Your assignment
Once the line containing "indicated by <i>hydra:Rfc6570Template</i>.</p>" is found in the records below, return it and each following line exactly, up to and including the line containing "RubenVerborgh: Agree on dropping the domain.", and nothing else.

*** Opening of Extracted information ***

Issue #17, opened 2013-11-22
Introduce a datatype for RFC6570 IRI templates


lanthaler:
***This was proposed by @rubenverborgh [on the mailing list](http://lists.w3.org/Archives/Public/public-hydra/2013Nov/0037.html):***

> No, I'm not aware of any type representing RFC6570 IRI templates and didn't
> see the need to complicate Hydra by defining one :-)

It's not as much about complicating as about being exact.
The thing is not a string, it's an RFC6570 template.
Please seize this opportunity :-)

Note that this even enables future extensibility automatically.
If RFC25000 suddenly comes up with another template,
it can be supported out of the box:

```
<x> hydra:template "old-template"^^hydra:rfc6570Template.
<x> hydra:template "new-template"^^rfc25000:template.
```

So the same resources can have multiple templates in different standards.
That's extensibility.

lanthaler:
Results of the straw poll regarding the capitalization of datatypes: http://lists.w3.org/Archives/Public/public-hydra/2015Jan/0156.html

lanthaler:
Call for consensus: http://lists.w3.org/Archives/Public/public-hydra/2015Jan/0157.html

lanthaler:
RESOLVED: The name of the datatype for RFC6570 IRI templates is `hydra:Rfc6570Template`. Other datatypes will follow this naming pattern.

PR #87, opened 2015-01-05
Add hydra:Rfc6570Template.

RubenVerborgh:
Implements the proposed resolution for #17.

### DIFF
--- a/spec/latest/core/core.jsonld
+++ b/spec/latest/core/core.jsonld
@@ -50,6 +50,7 @@
     "TemplatedLink": "hydra:TemplatedLink",
     "IriTemplate": "hydra:IriTemplate",
     "template": "hydra:template",
+    "Rfc6570Template": "hydra:Rfc6570Template",
     "variableRepresentation": { "@id": "hydra:variableRepresentation", "@type": "@vocab" },
     "BasicRepresentation": "hydra:BasicRepresentation",
     "ExplicitRepresentation": "hydra:ExplicitRepresentation",
@@ -431,9 +432,16 @@
       "@id": "hydra:template",
       "@type": "rdf:Property",
       "label": "template",
+      "comment": "A templated string with placeholders. The literal's datatype indicates the template syntax; if not specified, hydra:Rfc6570Template is assumed.",
+      "seeAlso": "hydra:Rfc6570Template",
+      "vs:term_status": "testing"
+    },
+    {
+      "@id": "hydra:Rfc6570Template",
+      "@type": "rdfs:Datatype",
+      "label": "RFC6570 IRI template",
       "comment": "An IRI template as defined by RFC6570.",
       "seeAlso": "http://tools.ietf.org/html/rfc6570",
-      "domain": "hydra:IriTemplate",
       "range": "xsd:string",
       "vs:term_status": "testing"
     },
--- a/spec/latest/core/index.html
+++ b/spec/latest/core/index.html
@@ -723,11 +723,14 @@
       is to give the client a template to construct such a URL at runtime.
       In Hydra, the <i>IriTemplate</i> class is used to do so.</p>
 
-    <p>A <i>IriTemplate</i> consists of a <i>template</i>, whose syntax is
-      specified in [[!RFC6570]], and a set of <i>mappings</i>. Each
-      <i>IriTemplateMapping</i> maps a <i>variable</i> used in the template
+    <p>An <i>IriTemplate</i> consists of a <i>template</i> literal
+      and a set of <i>mappings</i>.
+      Each <i>IriTemplateMapping</i> maps a <i>variable</i> used in the template
       to a <i>property</i> and may optionally specify whether that variable
-      is <i>required</i> or not.</p>
+      is <i>required</i> or not.
+      The syntax of the template literal is specified by its datatype
+      and defaults to the [[!RFC6570]] URI Template syntax,
+      which can be explicitly indicated by <i>hydra:Rfc6570Template</i>.</p>
 
     <pre class="example" data-transform="updateExample"
          title="Description of an IRI Template">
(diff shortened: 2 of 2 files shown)


RubenVerborgh:
I'd be included to keep it as-is; or either `RFC` in all-caps. Half-caps don't work for an acronym IMHO.

spec/latest/core/core.jsonld
```diff
@@ -431,6 +432,16 @@
       "@id": "hydra:template",
       "@type": "rdf:Property",
       "label": "template",
+      "comment": "A templated string with placeholders. The literal's datatype indicates the template syntax; if not specified, hydra:rfc6570Template is assumed.",
+      "seeAlso": "hydra:rfc6570Template",
+      "domain": "hydra:IriTemplate",
+      "range": "rdfs:Literal",
```
RubenVerborgh: Agree on dropping the domain.
I strongly recommend to keep the range. All this says is that it's a literal property, and I know only one case where it makes sense to allow both objects and literals as a property's value (`rdf:object`).

Amended as 6df5dfc49b677ccc21d68e2a1c5c725954a532a1.

spec/latest/core/core.jsonld
```diff
@@ -431,6 +432,16 @@
...
+      "comment": "A templated string with placeholders. The literal's datatype indicates the template syntax; if not specified, hydra:rfc6570Template is assumed.",
+      "seeAlso": "hydra:rfc6570Template",
+      "domain": "hydra:IriTemplate",
+      "range": "rdfs:Literal",
+      "vs:term_status": "testing"
+    },
+    {
+      "@id": "hydra:rfc6570Template",
+      "@type": "rdfs:Datatype",
+      "label": "template",
```
RubenVerborgh: Done; amended as 6df5dfc49b677ccc21d68e2a1c5c725954a532a1.

spec/latest/core/core.jsonld
lanthaler: Really? Dropping the range would allow us to support templates which aren’t expressed in the form of a string (which needs to be parsed) but as a “structured value” which might be easier to process in a client.

akuckartz:
My preference: "RFC6570Template".

But I suggest to discuss capitalization conventions in the broader Semantic Web and Linked Data communities.

spec/latest/core/core.jsonld
RubenVerborgh: Mwah, I think that's already the job of `hydra:IriTemplate` itself. The `hydra:template` property really points to a skeleton. Syntaxes can differ, but they will be strings.

lanthaler: Not necessarily I’d say. What can *machines* do in practice if we add this range that they can't otherwise?

RubenVerborgh: Assume it's a literal property, and thus perform literal operations. Although it's probably mostly handy for humans writing program code against this property.

While I do think properties should at least be either literals or objects, I'm not fighting for this one. Whatever resolution you prefer is fine with me.

lanthaler: I would like to keep as many doors open as possible to allow usages we haven't anticipated. We can refine this later if necessary. So I'd suggest to drop the range for the time being.

RubenVerborgh: Alright; amended to 71224463766f3b087aa1fc49db2e947625d62519.

lanthaler: Great! Thanks. So the only remaining question is the capitalization. I’ll send out a straw poll to move this forward.

spec/latest/core/core.jsonld
```diff
@@ -50,6 +50,7 @@
     "TemplatedLink": "hydra:TemplatedLink",
     "IriTemplate": "hydra:IriTemplate",
     "template": "hydra:template",
+    "rfc6570Template": "hydra:rfc6570Template",
```
lanthaler: Please update the capitalization

spec/latest/core/index.html
```diff
@@ -723,11 +723,14 @@
       is to give the client a template to construct such a URL at runtime.
       In Hydra, the <i>IriTemplate</i> class is used to do so.</p>
 
-    <p>A <i>IriTemplate</i> consists of a <i>template</i>, whose syntax is
-      specified in [[!RFC6570]], and a set of <i>mappings</i>. Each
-      <i>IriTemplateMapping</i> maps a <i>variable</i> used in the template
+    <p>An <i>IriTemplate</i> consists of a <i>template</i> literal
+      and a set of <i>mappings</i>.
```
lanthaler: ... and remove those linebreaks if...

spec/latest/core/index.html
```diff
@@ -723,11 +723,14 @@
...
+      Each <i>IriTemplateMapping</i> maps a <i>variable</i> used in the template
       to a <i>property</i> and may optionally specify whether that variable
-      is <i>required</i> or not.</p>
+      is <i>required</i> or not.
+      The syntax of the template literal is specified by its datatype
```
lanthaler: ... they aren't the end of a paragraph. Makes it much easier to scan when reading a source. Thanks!

spec/latest/core/core.jsonld
RubenVerborgh: Amended in 690c4f2c7bd619d7dd50ff0eb78fd541544a110d.

spec/latest/core/index.html
RubenVerborgh: The line gets too long if I do; similar line wrapping is applied on the rest of the file.

spec/latest/core/index.html
RubenVerborgh: The line gets too long if I do; similar line wrapping is applied on the rest of the file.

lanthaler:
Thanks Ruben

*** Close of Extracted information ***

Task response
+      which can be explicitly indicated by <i>hydra:Rfc6570Template</i>.</p>
 
     <pre class="example" data-transform="updateExample"
          title="Description of an IRI Template">
(diff shortened: 2 of 2 files shown)


RubenVerborgh:
I'd be included to keep it as-is; or either `RFC` in all-caps. Half-caps don't work for an acronym IMHO.

spec/latest/core/core.jsonld
```diff
@@ -431,6 +432,16 @@
       "@id": "hydra:template",
       "@type": "rdf:Property",
       "label": "template",
+      "comment": "A templated string with placeholders. The literal's datatype indicates the template syntax; if not specified, hydra:rfc6570Template is assumed.",
+      "seeAlso": "hydra:rfc6570Template",
+      "domain": "hydra:IriTemplate",
+      "range": "rdfs:Literal",
```
RubenVerborgh: Agree on dropping the domain.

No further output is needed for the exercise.